Of course, there had been other reformers — some of them later anointed with sainthood — who were troubled by how the church seemed to have been corrupted by power and riches, fallen away from it’s original mission, become distanced from the humble and devout. Early critics and reformers were co-opted, for a time seeing some success in establishing a more rigorous order, or having a particular reform adopted, but as the clamor of criticism became louder and more insistent, the Church tended to squelch it with a charge of heresy, a quick conviction and a public burning-at-stake. Martin Luther, priest and monk, a Doctor of Theology who had been intended by his father to be a lawyer, could not be co-opted, and would not be silenced. Besides his own formidable intellect, he also had the benefit of powerful and highly-placed friends, and the newly popular printing press, which did to theological disputes what the internet is doing to the mainstream news media. The flash of Luther’s insight, that man is justified by faith, rather than works, that grace and forgiveness were freely given – and could not be earned by pilgrimage, by generous donation, by turning over a few pennies or ducats for specific services rendered, had the effect of a bombshell on the carefully structured finances and schedule of benefits offered by the official Church.

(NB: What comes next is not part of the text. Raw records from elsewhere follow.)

PR #95, opened 2015-12-29
Fix an issue that caused targets to be rebuilt unnecessarily and prevented updated object files from regenerating targets.

grantae:
The 'public_service' phony target should be an 'order-only' prerequisite so
that it doesn't cause its target to be rebuilt when it is run.
However, object files were specified as order-only while the 'public_service'
target was not. This is reproducible by running 'make' twice. Another effect
is that when these object files change they will not cause the target to be
updated while they are order-only.

### DIFF
--- a/GNUmakefile
+++ b/GNUmakefile
@@ -303,6 +303,7 @@ SOLIB_COMPAT_SUFFIX=.$(LIB_MAJOR).$(LIB_MINOR)
 SOLIB_FLAGS=-Wl,-soname,libcryptopp.so$(SOLIB_COMPAT_SUFFIX)
 endif # HAS_SOLIB_VERSION
 
+.PHONY: all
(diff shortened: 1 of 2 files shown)


noloader:
Sounds reasonable. Thank you very much.

In the [near] future, the 5.6.2 warnings about ***`config.h`*** will likely be going away. At that time, I'd like to see the warning on ***`ldconf`*** moved to a 'make install' so the user is not presented with a warning that may not apply.

noloader:
> There's also an issue that libcryptopp.a is rebuilt every time 

Dude, you got it.... Thank you very much. I owe you a cold beer.

By the way, that issue existed long before we added the public service announcement.

grantae:
Glad to contribute. Cryptopp is a great project.

PR #96, opened 2015-12-29
Provided compatibility with CMake 2.8.7

GamePad64:
Okay, finally provided compatibility for CMake 2.8.7, used in Ubuntu 12.04 LTS. Version 2.8.5 was written by mistake, actually.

It was, I thought, the most amusing of ironies that the Cranach portraits of Luther and his wife, Catarina von Bora hung in the Uffizi gallery in Florence, the city of the di Medici, those merchant-princes of the Italian Renaissance. While Luther was studying and preaching in Germany, a Medici was advancing steadily up the ranks, eventually to be enthroned as Pope Leo X. Born Giovanni de Medici, he proved to be as cultured and as worldly a patron of the arts as any of his ancestors, but without a shred of their financial acumen. Having emptied the Papal treasury, and with an extravagant lifestyle to uphold, and the Basilica of St. Peters’ to finish in style, the Pope authorized the sale of indulgences— automatic forgiveness of sins upon payment to the Churches’ representative. Luther, as outraged as a devout and thoughtful person could be in the face of a flagrant abuse and perversion of doctrine, wrote up a list of debating points and posted them as a challenge for discussion on a public notice-board, the door of the church at Wittenburg.

With a couple of taps of a hammer on nail, the established Catholic Church shattered like a bit of crockery with a flaw in it; it had to much invested in the system to entertain the notion of the sort of reforms that Luther and others wanted to see; and by the time that reforms were forced upon by necessity, the tipping point had been reached. Scholars and kings and cardinals had taken positions, and there was no going back – although occasionally someone like Mary of England would try. The monastery cloisters were empty, the bell towers silent, the brothers and sisters gone away, treasuries defaulted to the crown.

And one last little story, a Noel Cowardish, 1930ies screwball comedy sort of story, of the clever woman who met the romantically clueless academician, and made up her mind that he was the one for her. She had been a nun, Caterina von Bora, of a good family but an impoverished one. She and some of the other nuns wished to leave their convent; their escape was facilitated by a merchant who smuggled them out in some empty barrels. Doctor Luther and his friends pledged to help them: some of them returned to their families, and the others all found good marriages or a household position, all but Caterina von Bora. They respectfully asked her what she wanted — did she wish to be married, was there a particular man she would like to be married to? They would do everything they could to arrange that, if it were the case. And she said, yes, there was; Dr. Luther himself would suit her very nicely, thank you. He was nearly twice her age, had lived with the expectation of being executed as a heretic, in all the untidiness and disorganization that a single man tends to accept. It would amuse me to think he was flabbergasted at first, while all their happily married friends were gently and fondly amused – but it worked in the best sort of way. They had six children and were as happy as they could be and a great deal happier than most. It may not have happened quite like that… but that’s the way I like to tell it.